# PROBLEM DESCRIPTION
Begin at the line with "feat(featured-item): Fixing RTL" and return each line through the final one of the listing below, exactly as written.

# DATA EXCERPT
┏━━
PR #3672, opened 2024-10-14
feat(featured-item): Fixing RTL display, fixing alignment - FRONT-4652

planctus:
Didn't really expect to have to kind of refactor the component, but in order to fix the RTL display many of our shorthands properties had to be converted to inline and block margins and paddings.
┗━━
# OUTPUT
feat(featured-item): Fixing RTL display, fixing alignment - FRONT-4652

planctus:
Didn't really expect to have to kind of refactor the component, but in order to fix the RTL display many of our shorthands properties had to be converted to inline and block margins and paddings.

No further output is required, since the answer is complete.